Può esprimere incredulità.
"Ieri ho rimorchiato 10 ragazze in discoteca!"
"Seeeee... vabbè... impossibile, non ci credo"

Può essere usato in modo simile a "Buonanotte", come si era discusso nell'altro topic.
"Ancora non ho capito questa cosa"
"Se... buonanotte!
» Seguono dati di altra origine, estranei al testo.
PR #34, opened 2018-09-06
skip interpolating escaped strings, closes #33

### LINKED ISSUE #33: Skip interpolation of escaped strings
Strings like `\${config.varname}` are currently treated as config variables. These should be skipped and interpolated into `${config.varname}`

kg6zvp:
- code cleanup
- added test case for escaped vars


kenfinnigan:
Thoughts on this @jmesnil, @mkouba?

mkouba:
If I understand it correctly `StringInterpolator` is just a util class, not used anywhere in `smallrye-config
` codebase?

kenfinnigan:
That's my understanding yes

mkouba:
Well, I'm not a fan of exposing generic util classes like this but since it's already there we should at least add some javadoc, make the class final and add a private constructor ;-)

bobmcwhirter:
I think I intended (if I even wrote the code? I did for Thorntail) for it to be purely internal, not a public utility.  Who knows.  It's friday.

kg6zvp:
I'll take the blame for adding this. I submitted a PR with this yesterday, I think, with the intention of integrating it's use into Thorntail. As stated on PR 36, I'm happy to refactor this into a separate utility for integration with Thorntail.

kg6zvp:
Will be integrated into Thorntail otherwise

PR #36, opened 2018-09-07
add resource interpolator, closes #32

### LINKED ISSUE #32: Add ability to load interpolated resource
Resource files are often read in java programs and it would be helpful to be able to read resource files transparently with their config values inserted into them already.

Proposed uses:

```java
// Load file and obtain reference to interpolated file
File StringInterpolator.interpolate(File file);

// Load URL and obtain reference to interpolated URL
URL StringInterpolator.interpolate(URL url);
```

kg6zvp:


kenfinnigan:
@kg6zvp I'm not sure whether something like this fits within an MP Config implementation. Though it's using MP Config values to interpolate the file, not sure whether it's the job of this impl to interpolate config into everything.

Thoughts @jmesnil, @mkouba?

kg6zvp:
It doesn't fit if we're following the Single Responsibility Principle.

I would be happy to refactor this out into its own library if that's preferred. Though, this seems like a utility that could be considered an enhancement to mp-config as it would be useful in a lot of places you would want mp-config

My only reason for including it is in order to integrate it into both Thorntail v2 and v4 for various files like persistence.xml

kg6zvp:
Bump

kg6zvp:
Will be integrated elsewhere

Issue #38, opened 2018-09-26
SmallRyeConfigProviderResolver is not thread-safe


jmesnil:

kenfinnigan:
Merged the fix

PR #39, opened 2018-09-26
[#38] Make SmallRyeConfigProviderResolver thread-safe

jmesnil:
Issue: https://github.com/smallrye/smallrye-config/issues/38

### DIFF
--- a/implementation/src/main/java/io/smallrye/config/SmallRyeConfigProviderResolver.java
+++ b/implementation/src/main/java/io/smallrye/config/SmallRyeConfigProviderResolver.java
@@ -43,17 +43,20 @@ public class SmallRyeConfigProviderResolver extends ConfigProviderResolver {
     @Override
     public Config getConfig(ClassLoader classLoader) {
         Config config = configsForClassLoader.get(classLoader);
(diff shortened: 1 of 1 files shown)


implementation/src/main/java/io/smallrye/config/SmallRyeConfigProviderResolver.java
```diff
@@ -63,20 +66,22 @@ public ConfigBuilder getBuilder() {
 
     @Override
     public void registerConfig(Config config, ClassLoader classLoader) {
-        configsForClassLoader.put(classLoader, config);
+        synchronized (configsForClassLoader) {
```
kenfinnigan: Noob sync question here. Can you sync on a variable that's already synchronized on?

jmesnil: Noob developer here :)

You are right, I need to synchronise on the instance, not the collection itself. thanks for the catch.

jmesnil:
@kenfinnigan I've amended the commit. is it ok for you now?

PR #41, opened 2018-10-30
Reuse smallrye producer implementation

guhilling:
I’m currently working on extending my junit5 testing-framework for cdi (https://github.com/guhilling/cdi-test) for eclipse microprofile.
To accomplish this I’ll provide an annotation to inject config values on a per-test basis as follows:

    @Test
    @ConfigPropertyValue(name = "some.string.property", value = "value method b")
    public void overrideValuesInMethod() {
        Assertions.assertEquals("value method b", controller.getStringProperty());

I think, you get the idea… The code is already working and you can find it at https://github.com/guhilling/cdi-test-microprofile .
As you would have guessed, I’m using smallrye-config behing the scenes. Now I got the problem that I have to duplicate some of the code from the ConfigProducer class because I need to create a new Config Instance for each test case.

The pull request solves my problem and I also removed some duplications...

### DIFF
--- a/implementation/src/main/java/io/smallrye/config/Converters.java
+++ b/implementation/src/main/java/io/smallrye/config/Converters.java
@@ -42,6 +42,7 @@ class Converters {
                     || "JA".equalsIgnoreCase(value)
                     || "J".equalsIgnoreCase(value)
                     || "SI".equalsIgnoreCase(value)
+                    || "SIM".equalsIgnoreCase(value)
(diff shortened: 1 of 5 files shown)


kenfinnigan:
Sorry for the delayed response!

There was another change made to the same class. Would it be possible for you to rebase?

guhilling:
Sure!

guhilling:
Would You check?
Was just a diff of one line, but I had to apply it manually (to a different file).

Issue #60, opened 2018-12-13
Add built-in support for non-object Optional* types


dmlloyd:
The types `OptionalInt`, `OptionalLong`, and `OptionalDouble` provide a better means to abstract an optional primitive value than boxed types.  It would be nice if it were possible to use these types from `Config`.

Registering a custom `Converter` in conjunction with `Config#getValue` is not sufficient, because converters are only called when a `String` value is present in the configuration.  Using `getOptionalValue` is unwieldy because the result would be of type `Optional<OptionalInt>` or similar.

kenfinnigan:
Resolved with #62

PR #61, opened 2018-12-13
[#60] Support for non-object Optional* types

dmlloyd:


dmlloyd:
This is one possible approach for how `Optional*` could be implemented.  An advantage of this approach is that the existing converters infrastructure is reused.  A disadvantage is that it gets a little weird in that you can have arrays/lists of `Optional*`s which might or might not be an anti-pattern of sorts.

jmesnil:
@dmlloyd thanks, that is a good enhancement.

I took the liberty to take your PR and update it to put the support of these optional types into the `Config#getValue` method (there is no reason these types could not be supported from the Config API directly)
I've also added tests to check the behaviour.

If that's ok with you, I'll close this PR and merge #62 that contains your code + mine.

dmlloyd:
That's fine, thanks. As long as you think that the approach is okay that is.

jmesnil:
superseded by #62

PR #62, opened 2018-12-13
 [#60] Support for non-object Optional* types

jmesnil:


implementation/src/main/java/io/smallrye/config/SmallRyeConfig.java
```diff
@@ -58,6 +58,16 @@ protected SmallRyeConfig(List<ConfigSource> configSources, Map<Type, Converter>
                 return convert(value, aClass);
             }
         }
+
+        // check for  Optional numerical types to return their empty()
+        // if the property is not found
+        if (aClass.isAssignableFrom(OptionalInt.class)) {
+            return (T)OptionalInt.empty();
```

È la terza volta che te lo spiego...."

Quale potrebbe essere l'origine di questo "se", specialmente nell'uso romano (non so se sia diffuso anche altrove)?


----------



## francisgranada

Da non madrelingua, chiedo: non si tratta d'una "storta" pronuncia di _*sì*_ ?

P.e. nel tuo esempio:

"Quel film è proprio bello!"
"_Sì_ ... (certo, ma)... mi stavo addormentando a vederlo"


----------



## Paulfromitaly

francisgranada said:


> Da non madrelingua, chiedo: non si tratta d'una "storta" pronuncia di _*sì*_ ?



E' un "seee..."-


----------



## Youngfun

Probabile. 

Tuttavia, direi che mentre con "sì" bisogna pronunciarlo con tono ironico, invece un semplice "se" pronunciato con qualsiasi tono può essere inteso come per esprimere disaccordo, incredulità o... invito figurato a prendere un sonnellino.


----------



## giginho

Concordo con Francisgranda (che mi stupisce ogni giorno di più per la sua padronanza dell'italiano).
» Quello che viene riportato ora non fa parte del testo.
PR #3603, opened 2026-08-30
QuickView: show per-file-type summary in directory qv

elfmz:


exkrexpexfex:
Nice! Something with dots.. maybe it shall search from the right? Keeping DOTFILE semantics intact
image

tempergate:
Also, we have size of files counting in bytes, but it is not very useful in modern world. 
It would be better to show in Mb, Gb, Tb, depending on the size

exkrexpexfex:
@elfmz in current version of quick view there's an issue with very long names in th panel header, see
image

PR #3473, opened 2026-07-17
Panel menu bar: new menus (navigate, objects, view)

viklequick:
More available commands in panel menu bar, including help and exit

Now the menu is looks like

image

image

image

image

Just collected available hot keys and have added it into menu, to solve the lack of commands to be used.

All commands have their accelarate keys, so the menu handling is really easy.

Issue #1538, opened 2023-03-10
Wanna press Ctrl+~ to get home


czaerlag:
Would be very nice to have a hotkey to quickly change the current directory to the current user's home.
I guess it should be Ctrl+~, similar to Ctrl+\ that takes me to the file system root.
Looks like a trifle, but I dream of it every day! )

shmuz:
Use Folder shortcuts (accessible from the Commands menu).
You can assign 10 folders of your choice to RCtrl+0 ... RCtrl+9.
This feature is described in details in Far Help (select Commands -> Folder shortcuts then press F1).

akruphi:
I agree that this will be very useful features.
Similar suggestion was in [#1220](https://github.com/elfmz/far2l/issues/1220#issuecomment-1025227168).

elfmz:
is ~ always on ` key in all sane layouts? if so i guess it makes sense to create Ctrl+` hotkey otherwise not sure

akruphi:
> is ~ always on `` key in all sane layouts? if so i guess it makes sense to create Ctrl+` hotkey otherwise not sure

In my practice the \`  and ~ located in 1 key in standard US-layout. In https://en.wikipedia.org/wiki/List_of_QWERTY_keyboard_language_variants I see very different situations for regional layouts, and in some situations ~ may be in other key then \`, but I hope that it is not problem if in help will be clearly write 
Change to the home directory   Ctrl+\`

Also in Alt+F1/F2 panel please to ~ add shortcut key \` or if not possible set 2 shortcuts to locations change to \` may be more useful (not sure it discussion).

czaerlag:
> is ~ always on `` key in all sane layouts?
Well, I guess English layout is common for most of keyboards. On my English/Russian keyboard "~" and "`" are on the leftmost key in the first row. (And, by the way, backslash in English layout changes for forward slash in Russian layout, but the hotkey works in both).
> if so i guess it makes sense to create Ctrl+`
Yes, that's what I meant

czaerlag:
> is ~ always on `` key in all sane layouts?

Well, I guess English layout is common for most of keyboards. On my English/Russian keyboard ~ and `` are on the leftmost key in the first row. (And, by the way, backslash in English layout changes for forward slash in Russian layout, but the hotkey works in both).

> if so i guess it makes sense to create Ctrl+`

Yes, that's what I meant

czaerlag:
Thanks a lot! )
[...]

PR #3615, opened 2026-09-03
keybar: palette button at the left corner with available commands all at once

viklequick:
keybar: palette button at the left corner with available commands all at once

Button:

image

Editor:

image

Viewer:

image

Panels:

image

Technically, key bar is alone place that has commands available all time. 

This is not the horizontal menu, because unfortunately it has very limited set of commands and it are available only when menu is active.


tempergate:
very useful feature, especially on compact keyboards and mobile computers, that could work even without keyboard

yulian5:
Hi @viklequick,

That is a very useful feature, however, having all available commands is too much, as some needed commands are in Options, Settings, etc. In my opinion, it would be better to have Favorite Commands: users can select the most useful commands from all existing ones and have them handy. Otherwise, you need to scroll and filter, and as a result, it won't be much better than accessing them from the regular menu. Also, we need a hotkey for that menu (please don't use Ctrl+` [Control + backtick], I'm reserving it for some new exciting features).

akruphi:
> (please don't use Ctrl+` [Control + backtick], I'm reserving it for some new exciting features).

@yulian5 now **Ctrl+`** hardcored in far2l for quick jump to home directory

yulian5:
@akruphi, thanks. In any case, I’ll have to remap a few keys—I just don’t see any other options; for example, Ctrl+F8 through Ctrl+F11—it’s unlikely they get used often. I myself mostly use Ctlr+F3, Ctrl+F6 and Ctrl+F12, I just don't remember the others. It's easier to press Ctrl+F12 and select which sot order you need when guessing what does it mean in the function key bar.

Retraining and building new muscle memory takes a maximum of two to three weeks, so there is no point in spending years pressing awkward three-key combinations instead of just one or two for frequent actions. Besides, if you use these keys only a couple of times a month, the effort involved is virtually nil. Some key assignments made 35 years ago for DOS no longer make much sense today. And a lot of keys are conflicting with the popular modern use forcing users to keep multiple combinations in memory - almost impossible to remember different 3 keys combinations across different apps.

akruphi:
@yulian5 I'm agree that some DOS/Windows 9x legacy not need now and may be painless eliminated, but in Linux in far2l I very often use **Ctrl+\`** to quick jump to home directory - usually several times in day. **Ctrl+\`** is new shortcut introduced only in far2l 2 years ago.

Other my opinion: we should try stay far2l compatible with windows far3 in user side, especially for habitual element locations and keys shortcuts. Because many user work simultaneous in Linux/macOS and Windows.

yulian5:
@akruphi, I also work in Linux and Windows and in my Far 3 version also has home directory key but a different one.  I developed some stuff in in Far 3 and other stuff in far2l and now trying to match features and make unified interface.

akruphi:
Note: quick jump to home by **Ctrl+`** was introduced in far2l in 2023 after https://github.com/elfmz/far2l/issues/1538

viklequick:
> having all available commands

Technically, key bar has a list of "favorite" commands. In CUA minds, there is a "tool bar". 

Unfortunately, due to historical reasons, these commands are splitted to 6 groups  (main, ctrl+, alt+, and combinations). Palette button just enlists them all in one menu list. It is not the list of "all" commands. 

For example, we have a menu bar with commands that are not enlisted in key bar, and these commands are not available in palette as well. Surely, the complete list of commands is too long to place it into simple list.

viklequick:
> we need a hotkey for that menu

Not sure which one can be used. Something like Ctrl+Shift+P?

yulian5:
@viklequick The idea is good and it aligns with modern UI design of search-driven interface. But I'm against the current implementation. It lacks of execution speed and creates cognitive load for experienced user.

We already have such implementation in far2l/Far 3 for config options and I'm sure the most users go first to F9 menu and if they cannot find or don't know what they're looking for then they go to the flat list to search/scroll all available options. 

How often do you use the configuration list yourself, rather than the F9 menu? That is exactly how often your list will be used.

Adding a third way to find a command creates friction. If a user wants to open the history, they now have to decide: Do I press Alt+F8? Do I press F9 and navigate the menu? Or do I click this new palette button?

For daily workflow, modifier keys will always be faster than a search palette.

- Modifier Keys (Muscle Memory): Pressing Alt+F1 (Change Left Drive) or Shift+F4 (Create New File) takes a fraction of a second.
- Palette Search: Opening a palette, typing l, i, n, k to find the "Create Symlink" command, and hitting Enter requires 5 to 6 keystrokes and forces you to visually confirm the search results.

However, the command palette acts as "training wheels" or a quick-reference guide. It solves two specific bottlenecks where modifier keys fail:

- The "Infrequent Command" Problem: If you only use a command once a month (like "File Associations" ), you likely won't remember the shortcut. Or shortcut might not even exist.
- The "Shortcut Conflict" Problem on Linux like Alt+F9 with Gnome or GDE.

I think it should not be a first choice button in function key bar in front of F1 but as menu entry in F9 Commands with assigned hot key as complimentary useful addition. Ctrl+Shift+P is perfectly fine and aligns with all modern tools.

The proposed location for the new button is ideal for frequently used and highly useful functions, rather than for a list of rarely used commands that are hard to find. And in screenshot there are commands like F1, F2, etc which are already accessible by one mouse click or modifier plus mouse click - so what does that leave us?

tempergate:
> * Modifier Keys (Muscle Memory): Pressing Alt+F1 (Change Left Drive) or Shift+F4 (Create New File) takes a fraction of a second.

It is great when you have a keyboard with functional f-buttons. 
otherway, new command pallet wold not remove the old way to reach commands. But it makes it possible to reach on keyboard without f-keys or on a device with touch screen primary

viklequick:
> most users go first to F9 menu and if they cannot find

.. they can upvote for my PR #3473 and PR #3614 respectively. Menu has a minimal set of commands due to historical reasons.

> If a user wants to open the history, they now have to decide: Do I press Alt+F8? Do I press F9 and navigate the menu? Or do I click this new palette button?

You're joking me, right? Of course, user will find his own way, if we'll take him an option.

Btw, palette is designed for mouse. Without it, you need to hold modifier keys just to find the position you need, before click on it. 

It will be nice to give you an opportunity to  take you a look on the proposed changes. It is my "ahead-of-master" build here:  https://download.opensuse.org/repositories/home:/viklequick/ (or you can find it at "main" branch of my far2l repo if you prefer to build from source).

In my build the palette list is enabled by default; in upstream I am conservative and it is turned off.

tempergate:
I don’t see to have “favorites” usefull. I have lot of hosts, and we already have user menu, no need in favorites. 
pallet menu designed to be the same by default

yulian5:
@tempergate There are a lot of problems: terminal limitations, non-standard or national keyboards, etc. Users may create list for their particular usage: you cannot cover all cases and waste time on scrolling/filtering. Any list with more than 10-12 items has a special purpose and it's not intended for a normal usage. Add it to F9->Commands, it'll be useful here. 

Why do you think all menus are organized in sections, submenus and not just a flat big list?

User F2 menu is not the same as selection of built-in favorite commands.

> It is great when you have a keyboard with functional f-buttons.

Always visible top menu bar combined with function key bar provide access to about 90% commands with 2 mouse clicks.
Having multiple ways to execute the same command causes confusion, creates additional cognitive load, makes interface cluttered. 

Having multiple ways to invoke the same command, rather than properly organizing the existing interface, is definitely not the the right approach.

> no need in favorites. pallet menu designed to be the same by default

No, definitely not the same. Favorite has limited number of most used commands visible at once. Palette command list is a big slow way to find something you need with scrolling, finding, filtering.

@tempergate, please answer the same question I asked @viklequick: How often do you use config option list in favor of F9 menu?

tempergate:
> Always visible top menu bar

not an option on small screens. 

> How often do you use config option list in favor of F9 menu?

it is the only way to use commands on a steamdeck for example. It dosn't have internal keyboard, it has only touxhscreen and a mouse emulator, and its screen is 7 inch, and it is too small to display standard keybar
Probably there are couple of touchscreen-based devices with the same problem


To edit "favorites" on every device would be terribly uncomfortable, especially when you do not have physical keyboard at all,, and it would be easier to giveup and find another way

yulian5:
> Always visible top menu bar
> not an option on small screens.

And is having an endless list with a small visible area a good option?

> To edit "favorites" on every device would be terribly uncomfortable

Agreed, there are an options like .ini files or export/import which solve exactly that problem.

tempergate:
> And is having an endless list with a small visible area a good option?

the menu is scrabble, and it possible to reach every element

tempergate:
> Agreed, there are an options like .ini files or export/import which solve exactly that problem.

exporting and importing ini is possible now, just coping them directly. The other problem, you'll need extra steps to bring that files to a new computer. 
But if you do not have a keyboard, it could be a problem. 

I don't understand the problem. The old elements won't be removed, nothing would change in UX. Also there could be just an option to disable all new interface, and continue to use the old one

yulian5:
> I don't understand the problem. The old elements won't be removed, nothing would change in UX. Also there could be just an option to disable all new interface, and continue to use the old one

The problem is simple: wrong UI design. You're trying to place limited usage function as the main UI element.
To have F9 menu in that place will be better. Or favorite commands. Not the function that will be useless for the most of the users.

viklequick:
@yulian5 I see, looks like your description should be moved to the issue regarding user-defined favorites.

By the way, thank you for the idea; maybe someone will add the additions you proposed, once the main code will be merged to master..

yulian5:
_I asked Claude to analyze the discussion and then asked a question:_ 

In "start" button does it better to have a full commands palette or a user's favorite list of commands?

_Here's Claude answer :_

Favorites — not the full list. Here's the actual argument, sharpened from last time:

**Putting the full palette behind the corner button is functionally the same door twice.** If that button opens the identical content Ctrl+Shift+P opens, you haven't added a second capability, you've added a second *trigger* for one capability — which is precisely the redundancy yulian5 is already objecting to in the thread ("Alt+F8? F9 menu? this new button? Adding a third way to find a command creates friction"). Favorites doesn't have that problem, because its payload is genuinely different — small, curated, personal — so the corner button and Ctrl+Shift+P end up solving two different problems instead of offering two knobs for one.

**Speed only works if the list is short.** The whole value of a corner button over a menu is "no scrolling, no typing, just look and click." That only holds if what's behind it is a handful of items. A dozens-to-hundreds-entry palette in that slot forces the same scroll/filter the menu already requires — at which point, per yulian5's question to viklequick, it's genuinely no faster than F9. Favorites is the only content that preserves the button's actual reason for existing.

That said, the two real objections raised against favorites in the thread are worth designing around rather than dismissing:

- **Cold start** — a new user opens the button and it's empty. Ship a small sensible default set (copy, rename, mkdir, delete, find — whatever your 5–8 most-invoked actions are) so day one isn't blank, same pattern as a browser's default bookmarks bar.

E' un sì, pronunciato con la "i" molto larga che diventa una "e" allungata e strascicata nella pronuncia, come detto anche da Paul


----------



## Anja.Ann

Ciao, Youngfun e tutti 

Riprendo il tuo primo esempio: con il "se" usato in questo modo, personalmente, ci metto il "ma"   

- "Quel film è proprio bello!"
- "... Ma se stavo per addormentarmi!": Ma [come puoi dire che è bello] se [io] stavo per addormentarmi?


----------



## longplay

Youngfun said:


> Volevo sapere se questo uso di "se" fosse diffuso in altre zone d'Italia.
> 
> Può essere usato per esprimere disaccordo.
> Es:
> "Quel film è proprio bello!"
> "Se... mi stavo addormentando a vederlo"
> 
> Può esprimere incredulità.
> "Ieri ho rimorchiato 10 ragazze in discoteca!"
> "Seeeee... vabbè... impossibile, non ci credo"
> 
> Può essere usato in modo simile a "Buonanotte", come si era discusso nell'altro topic.
> "Ancora non ho capito questa cosa"
> "Se... buonanotte! È la terza volta che te lo spiego...."
> 
> Quale potrebbe essere l'origine di questo "se", specialmente nell'uso romano (non so se sia diffuso anche altrove)?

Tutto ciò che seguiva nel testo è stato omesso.